"Lynn Winebarger" <owinebar@gmail.com> writes:
> On Fri, Jun 13, 2025 at 10:02 AM Daniel Colascione <dancol@dancol.org> wrote:
>>
>>
>>
>> On June 13, 2025 6:42:58 AM PDT, Daniel Colascione <dancol@dancol.org> wrote:
>> >
>> >We already have something like that. :-) read-event already runs
>> > the events it reads through special-event-map, right? We don't
>> > even need to create a separate thunk list concept: we could just
>> > bind C-g in special event map and do what we want, right?
> Would that provide the behavior Pip is looking for?
It would not, because quits are currently processed out-of-order, and
this important feature should remain in place for "serious" quits. See
below.
>> >The only special thing about C-g is how we treat it when Lisp is
>> > running. When it's instead reading an event, it can and be a
>> > boring event processed the same way every other event is.
> It seems to me what Pip is looking for is analogous to a "Quit" button
> hardwired to a pin on a CPU, which is not something that can be
> reliably implemented in the C primitives as they are now.
You're suggesting I'm looking for something that cannot be implemented.
I'm not.
That was not my intention. I don't think that hard-wired behavior can be reliably implemented one read_char has started processing an input event off its queue. There's just too many ways a keystroke can get consumed or discarded that may not even be in the C primitives, as far as I can tell. At least, that's what it looks like from a cursory reading of read_char.
It seems to me the most reliable way to guarantee C-g or any other designated special input is treated specially is to make sure they don't enter the queue processed by read_char at all. And the most reliable way to do that is probably to make the signal handler indicating keystrokes are available, split the special keystrokes off into their own queue right from the start. How much actual processing might be done from the handler's activation frame is a separate matter. For example, the signal handler could increment a quit count if it isn't already, then do something more aggressive if the count exceeds some threshold, like throwing directly from the signal handler rather than waiting for the C code to reach some point safe for throwing.

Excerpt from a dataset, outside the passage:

PR #4676, opened 2026-08-22
feat(web): name which path served the climb sitemap, and page when it is the slow one

marcodejongh:
## Summary

**Read this first: the tier-2 summary table this branch was originally opened for is already in production.** #4661 merged at 2026-08-22T00:23Z and #4583 was closed `COMPLETED` fifteen minutes later, verified against production. The work I was handed (`sitemap_tier2_groups` + `sitemap_tier2_climbs`, a nightly GH Actions cron, a predicate fingerprint, migration 0204) was cut from `c69611d0b` — the commit immediately *before* main landed its own materialisation at the same migration number. Two of the review findings say so directly, and both are right. Full accounting in the "What happened to the original branch" section below.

I described specific situations in which I think quit should be expanded
to work better than it does now. No one's expecting that quit works in
absolutely every situation, as far as I know. That's what gdb is for.
Actually, I'd love C-g to reliably interrupt Emacs when it appears locked up and I have no idea why. It's probably annoying to other users who don't have a copy of Emacs built for debugging to not be able to kick Emacs out of an infinite loop (or worse) as well.

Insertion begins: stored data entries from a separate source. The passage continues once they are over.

PR #4679, opened 2026-08-22
chore(web): drop the e2e ordering pin now the stall is explained

### LINKED ISSUE #4463: E2E: a browser spec poisons the web server for subsequent raw HTTP requests

marcodejongh:
## Summary

Removes the `aa-` filename prefix on the embed-header e2e spec. It was there because Playwright orders spec files alphabetically inside a shard and those raw `APIRequestContext` requests hung for 60 s+ when browser-driven specs had run against the same server first — first-in-shard they passed every time. Nobody knew why, and the file said so.

Stacked on #4668, which fixes the cause.

### What the prefix was hiding

The web server was never the problem. The GraphQL **backend's connection pool** was exhausted by concurrent copies of the home page's uncached `popularBoardConfigs` statement — 82 s each on the dev database, and never cacheable in CI because the e2e backend runs with no `REDIS_URL`. Every spec that loaded `/` added another copy; postgres.js's acquire queue is unbounded and untimed, so every other backend read then waited forever, `/embed/**` renders included. `{ __typename }` kept answering in milliseconds through the same event loop the whole time, which is why three previous theories all looked plausible and all were wrong.

Measured directly: ten parallel `GET /` against the pre-fix backend leaves **eleven** copies of that statement `active` in `pg_stat_activity`, and `board(boardUuid:)` then does not answer inside 30 s.

### Why the prefix had to go rather than stay

`--shard=N/8` re-splits the whole suite whenever a test is added or removed anywhere. The prefix only ever protected one arrangement — it retires itself silently, and the next victim is a different file presenting as an unrelated new flake. It is also the cheapest possible answer to the next ordering problem, and it leaves nothing behind that explains itself.

So the ordering is now driven **explicitly, in-file**: a `describe.serial` block that fans out ten concurrent `/` renders, then does the front-door + climb-view page loads `board-route-teardown.spec.ts` drives, then hits `/embed/board/<fresh uuid>` and `/kiosk/<fresh uuid>` as raw requests. That runs in every shard arrangement instead of one.

Also corrects two comments that still described specs deleted by #4467, and adds a repo guard against re-pinning by filename.

Closes #4463

### The oracle is the status, not the clock

The first version of this block asserted `expect([200, 404]).toContain(status)` plus a 15 s wall-clock budget, and **that combination cannot fail while the SSR deadline exists**. For a fresh uuid both routes do exactly one deadline-wrapped backend fetch, so a starved backend paints the retry screen at 3 s — a 200 the assertion accepted, inside a budget it could not exceed. The table in the first draft of this description showed it plainly and I did not read it that way: `SSR deadline, pre-fix backend` passed. That row is the whole test.

Both requests now assert `404` and nothing else. A fresh uuid is one indexed select on the backend; a backend that can reach the database answers "no such board / no such kiosk" in milliseconds and the route `notFound()`s. **A 200 is by construction the retry screen**, which for these uuids means the fetch hit its 3 s deadline — i.e. the pool was gone. The wall-clock budget stays as a latency backstop and is no longer load-bearing.

## Release Notes

## Test plan

Local 2-CPU-confined production harness — prebuilt `next start` + the backend under `tsx src/index.ts` + a **migrated** `boardsesh-dev-db` container, all pinned to two CPUs, Playwright under `CI=1`, running `e2e/embed-headers.spec.ts` (8 tests: the 7 header checks plus the new serial block). Re-measured from scratch for this revision; these numbers supersede the earlier table.

| backend build | result |
|---|---|
| single-flight (this stack), run 1 | **8 passed** |
| single-flight, run 2 | **8 passed** |
| single-flight, run 3 | **8 passed** |
| pre-#4668 (`git show 25322da86:` for both resolvers, `single-flight.ts` deleted) | **1 failed** — `/embed/board/<uuid>` returned 200, on the attempt **and** the retry |

Same web build, same database, same SSR deadline in both columns, so the single discriminating variable is #4668. The other 7 tests passed in every run.

One methodology note worth recording: the first attempt at the pre-fix column produced a *false* red — the fresh dev-db container was 14 migrations behind, so `user_boards.presence_seq` / `merged_into_board_uuid` did not exist and **every** board and gym query failed from the first test onward, in both columns. `vp run db:migrate` against the harness database, then re-measure. A harness whose baseline column is also red is not a harness.

Guard mutations, each applied, watched red, reverted:
- `packages/web/e2e/1-probe.spec.ts` → `e2e-spec-ordering.test.ts` fails naming it.
- `a-probe.spec.ts` → fails. `aa-probe.spec.ts` → fails. `_probe.spec.ts` → fails.
- Removing all four → green again. Before this revision the first, second and fourth of those were **green**: the pattern only matched a doubled leading letter, so `1-`, `a-` and `_` were all still effective pins. The guard now rejects a leading non-letter, a single letter plus separator, and the doubled letter.
- rename `embed-headers.spec.ts` away → the second assertion fails, so the first cannot pass vacuously.

The guard catches sorting hacks that read as hacks. It cannot catch a plain word that happens to sort first (`aardvark-embed.spec.ts`) — only a committed order manifest could, and that makes every added spec a two-file change. The file says so.

CI: `e2e-tests.yml` dispatched on this branch. The oracle is the **eight `E2E (shard N)` jobs**, not the workflow conclusion — `Expo-web smoke` is a separate task (`vp run test:e2e:expo-web`) that CLAUDE.md already keeps out of per-PR CI and that has failed independently on several recent dispatches. Results in a comment below as each dispatch lands.

### DIFF
--- a/packages/web/e2e/embed-headers.spec.ts
+++ b/packages/web/e2e/embed-headers.spec.ts
@@ -1,18 +1,31 @@
-import { test, expect, type APIResponse } from '@playwright/test';
+import { randomUUID } from 'node:crypto';
+import { test, expect, type APIRequestContext, type APIResponse } from '@playwright/test';
+import { waitForBoardListReady } from './helpers/waits';
 
-// The `aa-` prefix is load-bearing: Playwright orders spec files
-// alphabetically within a shard, and this file's raw APIRequestContext
-// requests hang for 60s+ if certain browser-driven specs run against the
-// same server first — first-in-shard they pass every time, and the whole
-// suite is green. Do not rename this file below its neighbours.
+// This file used to be `aa-embed-headers.spec.ts`. The prefix was load-bearing:
+// Playwright orders spec files alphabetically inside a shard, and these raw
+// APIRequestContext requests hung for 60s+ when browser-driven specs had run
+// against the same server first. #4463 root-caused that and removed it. The
+// short version, so nobody re-derives it:
 //
-// Half of that is fixed: #4463 gave the embed/kiosk SSR backend fetches a 3 s
-// deadline, so a stalled backend now renders the retry screen instead of
-// hanging the request. The other half is not: why the backend stalls on those
-// queries only after browser specs have run is still unexplained, and #4463
-// stays open on it. Nothing about this file is a Playwright state leak — the
-// `request` fixture builds a fresh APIRequestContext per test, and the suite
-// installs no service worker, storageState, or route interception.
+//  - Nothing here was a Playwright state leak. The `request` fixture builds a
+//    fresh APIRequestContext per test, and the suite installs no service
+//    worker, storageState, or route interception.
+//  - The stall was never in the web server. The GraphQL backend's connection
+//    pool was exhausted by concurrent copies of one uncached statement — the
+//    home page's `popularBoardConfigs`, which the CI backend can never cache
+//    because it runs with no REDIS_URL. Every spec that loaded `/` added
+//    another copy. postgres.js's acquire queue is unbounded and untimed, so
+//    every other backend read then waited forever, `/embed/**` renders
+//    included. `{ __typename }` kept answering in milliseconds throughout,
+//    which is why it looked like something subtler than saturation.
+//  - Two fixes closed it: the backend now runs one copy of those cold reads at
+//    a time, and the SSR fetches that wait on the backend carry
+//    SSR_BACKEND_FETCH_TIMEOUT_MS, so a slow backend paints the retry screen —
+//    a 200 these assertions already accept.
+//
+// The ordering dependency is pinned explicitly at the bottom of this file
+// instead of through the filename, so it survives the next spec being added.
 
 // These are raw APIRequestContext gets against a server that is concurrently
 // SSR-ing front-door pages for the other worker's browser tests. On a 2-core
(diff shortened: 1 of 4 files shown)


marcodejongh:
## e2e dispatch log

Oracle: the **eight `E2E (shard N)` jobs**, per the epic's ruling. `Expo-web smoke` fails independently on the same line in every recent run (`bindSeededBoard`, smoke.spec.ts:148) — filed as #4682 — so the workflow conclusion reads `failure` on runs where every shard passed.

| # | run | head | 8 shard jobs |
|---|---|---|---|
| 1 | [32547594570](https://github.com/boardsesh/boardsesh/actions/runs/32547594570) | 767fab6a5 | 8/8 success |
| 2 | [32548232997](https://github.com/boardsesh/boardsesh/actions/runs/32548232997) | 767fab6a5 | 8/8 success |
| 3 | [32548711754](https://github.com/boardsesh/boardsesh/actions/runs/32548711754) | a15715c78 (rebased onto #4668's review fixes) | 8/8 success |
| 4 | [32549203419](https://github.com/boardsesh/boardsesh/actions/runs/32549203419) | 3cf86b8a7 | 8/8 success |
| 5 | [32549687115](https://github.com/boardsesh/boardsesh/actions/runs/32549687115) | 3cf86b8a7 | 8/8 success |

Five dispatches, no shard failure and no passed-on-retry. Un-pinned, the spec lands in shard 6 (verified with `--shard=6/8 --list`): one `board-route-teardown` test, then all eight embed tests, then three locale tests.

One earlier dispatch (32545852780) was cancelled two minutes in, before the guard's preamble was strengthened from sequential `page.goto`s to the parallel fan-out. It produced no result and is not counted.

marcodejongh:
### E2E dispatches with the strict `404` assertion

Both runs are after the serial block stopped accepting a 200 — the change that makes it an oracle for the pool rather than for the SSR deadline.

| run | head | 8 shard jobs | Expo-web smoke |
|---|---|---|---|
| [32552629876](https://github.com/boardsesh/boardsesh/actions/runs/32552629876) | `c8d1a05c3` | **8/8 green** | failure |
| [32553175767](https://github.com/boardsesh/boardsesh/actions/runs/32553175767) | `f2457493d` (current) | **8/8 green** | failure |

`Expo-web smoke` is `vp run test:e2e:expo-web`, which CLAUDE.md already keeps out of per-PR CI; it fails identically on dispatches of this branch that predate every change here, so it is not this stack. Tracking it is a separate job.

The stricter assertion did not cost stability: the shard that carries `embed-headers.spec.ts` passed first try in both runs, and it passed locally three times out of three on a 2-CPU harness while going red on the attempt **and** the retry against the pre-#4668 backend.

marcodejongh:
### E2E dispatch log, final

Four dispatches, all with the strict `404` assertion in place. The last two also carry the backend's pre-invalidation-flight fix (#4668 review round).

| run | head | 8 shard jobs |
|---|---|---|
| [32552629876](https://github.com/boardsesh/boardsesh/actions/runs/32552629876) | `c8d1a05c3` | 8/8 green |
| [32553175767](https://github.com/boardsesh/boardsesh/actions/runs/32553175767) | `f2457493d` | 8/8 green |
| [32554090618](https://github.com/boardsesh/boardsesh/actions/runs/32554090618) | `1bc66ccb8` | 8/8 green |
| [32554589601](https://github.com/boardsesh/boardsesh/actions/runs/32554589601) | `67f51780b` (current) | 8/8 green |

`Expo-web smoke` fails in all four, as it does on dispatches of this branch that predate every change here. It is `vp run test:e2e:expo-web`, which CLAUDE.md keeps out of per-PR CI; tracking it is separate work.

If you're referring to the "C-g C-g" thing, I did not describe how I'd
implement it in detail, because there are many choices to be made; but
the main idea would be that we should not immediately clear inhibit-quit
for that combination, because that's a dangerous and destructive thing
to do. If we decide to do so (after a delay, for example), we need to
print a clear warning to the user that their Emacs session needs
restarting.
So C-g C-g might do less than GUI C-g C-g C-g does currently.

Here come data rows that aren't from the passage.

PR #4683, opened 2026-08-22
feat(mobile): browsing is free in a shared session — the wall changes only on Put on the wall

### LINKED ISSUE #4281: Browsing climbs during a session adds them to the queue and lights the board — need a preview/browse mode
When multiple people share a session and someone swipes through the climb list looking for their next project, every climb they scroll past gets added to the session queue and the board LEDs switch to that climb. There is no way to browse without affecting the active session.

> "When multiple people join a session, it is very easy to switch projects / routes. But when someone is swiping through the problems to look for a next project, each route he swipes gets added to the session list, also does the led layout switch."

The ask is a way to browse/preview climbs without committing them to the queue — either a dedicated browse/preview mode, or requiring an explicit tap to add rather than triggering on swipe.

The maintainer acknowledged this is a known UX gap: "Maybe when in a session the default should be preview mode? We discussed it before, it just hasn't happened yet." The long-press menu was noted as an existing partial workaround (renders a board preview without adding to queue).

Related UX note from the same session: the flag/checkered-flag icon used to end a session is unintuitive to new users — a clearer "End session" label or icon would reduce confusion.

## Source

[Reported in #general on Discord](https://discord.com/channels/1288485679663415346/1288485680149827749/1527657099683958866) — flagged in a thread.

Reporter: `discord-c14d0b4d2f75` · Posted: 2026-07-17T12:43:55.061000+00:00

## Attachments

attachment 1

marcodejongh:
## Summary

The behaviour slice of #4281, stacked on #4666 (base = `feat/4281-preview-first-sessions`; retarget to `main` when A1 merges). Closes #4281.

**In a session with 2+ climbers, browsing is free.** Swipes, climbs-list taps (with the result list seeded as the view-only suggestion track), similar-climb taps, and fresh drawer opens from the feed, logbook, profile, and playlists all pin a preview instead of writing the shared queue and lighting the wall. The catalogue is yours; the queue is everyone's — queue-sheet taps still commit. Solo behaviour is untouched, including a session of one on a home wall (distinct-user count, so two devices on one account stay solo).

- **The crew gate** is a provider-level selector (`shouldDefaultToBrowse` in `@boardsesh/play-view` + `countDistinctSessionUsers`), published through its own context memoized on the boolean — it flips only across the 1↔2+ boundary, never on roster churn.
- **The latch is one-way**: armed on the first view-only gesture in a crew, exited only by Back to live or Put on the wall. A peer dropping off, the session ending, or an angle change never silently re-arms commit-on-swipe (angle changes re-anchor the preview at the new angle instead of clearing it).
- **Zero wire change**: browsing emits nothing — no `setCurrentClimb`, no queue writes, no playback broadcasts. The sync coordinator and queue reducer are untouched. Commits launder `playlist-peek:` synthetic uuids through `resolveCommittableQueueItem` (now shared with `nextClimb()`), so they never reach the wire.
- **Busy-wall confirm**: if someone lit a different climb while you browsed, the first Put-on-the-wall tap swaps the commit row inline to "Someone just lit {name}. Put yours up instead?" — no auto-timeout; it disarms only on Keep theirs, further browsing, or the conflict resolving itself. The lit climb is read continuously from board presence (`useWallClimb`), which also makes the On-the-wall pill work after plain swipes; a late-arriving presence read is adopted as the latch-start snapshot only when it pre-dates the latch by a 60s safety margin.
- **BLE stays honest** (no files under `lib/ble/` or `ble-protocol/` touched): route playback while previewing is fully local (`viewOnly` — no frame writes, no peer broadcast), and the mirror toggle acts on-screen only mid-preview.
- One-shot browsing notices (crew join + first solo settings-preview) ride the callout surface, spoken exactly once per platform path. Commit analytics now carry `session_id` + `participantCount`.

Adversarial Fable review (2 lenses) surfaced 8 findings — 3 majors (playlist/discover taps and tick-shaped opens bypassing the crew gate) all closed at the `openDrawer` choke point + `previewOnly` activation; every behavioural fix mutation-tested. Nothing rejected.

## Release Notes

- Browsing with your crew is now free: in a session with more than one climber, swiping and tapping around never touches the queue or the wall. One button — "Put on the wall" — makes the change, and if someone just lit a climb, the app checks before taking it.
- Changing the angle mid-browse keeps your spot instead of kicking you back to the live climb.

## Test plan

- [x] `vp run typecheck:mobile` / full monorepo typecheck
- [x] `vp run test:mobile` — 701 files / 6925 tests, 0 failures (~110 new: crew-gate tables, latch one-way render tests incl. session-end survival, peek laundering, busy-wall arming + late-read adoption tables, BLE viewOnly suppress/resume + broadcast gate, notice one-shot claims — each behavioural assertion mutation-checked)
- [x] `vp test run --project i18n`, `check:i18n`, `check:i18n:orphans`
- [x] `vp check`
- [x] `packages/shared/queue` untouched and green (zero wire change contract)
- [ ] Real-crew pass (2+ phones + a wall): `.boardsesh/qa-notes.md` § A2 — the group-session flows, busy-wall confirm timing, and BLE mirror/playback gating on a real board

### DIFF
--- a/docs/websocket-implementation.md
+++ b/docs/websocket-implementation.md
@@ -777,6 +777,20 @@ The session's `boardPath` is the route string the host first joined / created on
 
 ## Queue State Synchronization
 
+### The browse gate: browsing emits nothing
+
+Since #4281, a member of a session with **2+ distinct users** who is merely browsing
+climbs on mobile emits **no queue traffic at all** — no `CurrentClimbChanged`, no
+`QueueItemAdded`, no playback broadcasts. Browse-shaped gestures (swipes, climb-list
+taps, similar-climb taps, fresh drawer opens) pin a local view-only preview; only the
+explicit "Put on the wall" commit produces wire events, which then look exactly like
+any deliberate `setCurrentClimb`. This is a **sender-side** contract: receivers cannot
+distinguish an old client's browse noise from a real commit (slim payloads carry no
+intent flag — see the documented rejection in `sync-coordinator.ts`), so any future
+change to the message flow must preserve "browsing emits nothing" at the origin rather
+than trying to filter it downstream. The receiving side's auto-insert of every inbound
+current climb (issue #2217 behaviour) is only correct because of this contract.
+
 ### Event Types
 
 | Event                 | Description             | Fields                                                       |
--- a/packages/mobile/app/(tabs)/climbs/__tests__/index-keyboard.test.tsx
+++ b/packages/mobile/app/(tabs)/climbs/__tests__/index-keyboard.test.tsx
@@ -28,7 +28,10 @@ const mocks = vi.hoisted(() => ({
   searchFailed: false,
   offlineCatalog: null as 'missing' | 'queued' | null,
   activateClimb: vi.fn(),
+  activationOptions: undefined as { previewOnly?: boolean } | undefined,
   openPlayDrawer: vi.fn(),
+  // Mutable per-test: whether another climber is in the session.
+  isSharedSession: false,
   setSetting: vi.fn(),
   // Deep-link params, mutable so the screenshot-mode auto-opens can be driven
   // without a second mock scaffold.
@@ -237,6 +240,7 @@ vi.mock('../../../../src/theme/variants', () => ({
 
 vi.mock('../../../../src/providers/queue-provider', () => ({
   useActiveClimbUuid: () => null,
+  useIsSharedSession: () => mocks.isSharedSession,
   useQueueActions: () => ({ addToQueue: vi.fn() }),
 }));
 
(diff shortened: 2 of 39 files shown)


marcodejongh:
Review addressed in the rebase (f457854d6):

- **openDrawer re-fire**: already handled exactly as suggested — the host effect keys only on `[openTarget]` and calls through `openDrawerRef.current` (PlayDrawer ~line 898), so a roster flip never replays an open. No change.
- **`_resetJoinedBrowseNoticeForTests`**: kept — the underscore `*ForTests` seam is this codebase's established idiom for module-level state (`db/connection.ts`, `db/schema-ready.ts`, `_setNativeModuleForTests`, and friends); a `vi.resetModules` dance would be less direct for a deliberate module-level ledger.
- **Latch arming breadth**: deliberate and now documented in the block comment — a crew forming while a preview is already pinned latches too, so the mid-browse climber gets the safe posture without re-entering the preview.
- **WS doc**: added "The browse gate: browsing emits nothing" to `docs/websocket-implementation.md`'s Queue State Synchronization section, naming the sender-side contract and why receivers can't filter.

Also folded in the two Codex P2 fixes from the base branch (dead touches under the open callout; Back to live always closes it).

marcodejongh:
Both non-blocking notes handled:

- **Null-track fallback**: documented in place — it's the same degradation the wrong-board branch has always had, should be unreachable for `previewOnly` (the gate only fires in a shared session where an active board resolved), and degrading beats blocking the tap on a broken invariant.
- **`participantCount` basis**: confirmed identical — `sessionUsers` is literally `sessionRuntimeState.users` (queue-provider.tsx:150) and `sessionRuntimeStateRef` mirrors that same state; the ref just reads it at commit time, matching the pre-existing `partyMode` analytics pattern two call sites up.

The real-crew pass stays open deliberately — it needs 2+ phones at a wall (Marco's gate, `.boardsesh/qa-notes.md` § A2; the pr-4683 OTA channel carries the build).

marcodejongh:
Taking all four as noted-not-fixed — none moves behaviour and each would restart CI for cosmetic gain:

1. **Unbounded Set**: tens of UUIDs per app process, cleared on process death; an LRU here is more code than the data it bounds.
2. **Effect order**: documented at the declaration site; agreed it's refactor-fragile, and the comment is the guard we have for that class of coupling.
3. **onDismiss identity**: `handleCloseWallCallout` is deps-free by construction; this thread now documents the coupling if it ever gains deps.
4. **Re-anchor vs regrade race**: the two patches act on disjoint state (`drawerPreviewItem` vs queue items) — the committed head isn't the pinned preview by definition while re-anchoring fires.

There are actions even more dangerous than clearing inhibit-quit. I
don't know whether we want a level-3 quit which does even more than the
current GUI C-g C-g C-g code.
I don't really understand the necessity or use of inhibit-quit, as opposed to, say, pushing a new quit handler or blocking input altogether, if the consistency of the lisp machine state is a concern (e.g. to prevent throwing from a signal handler).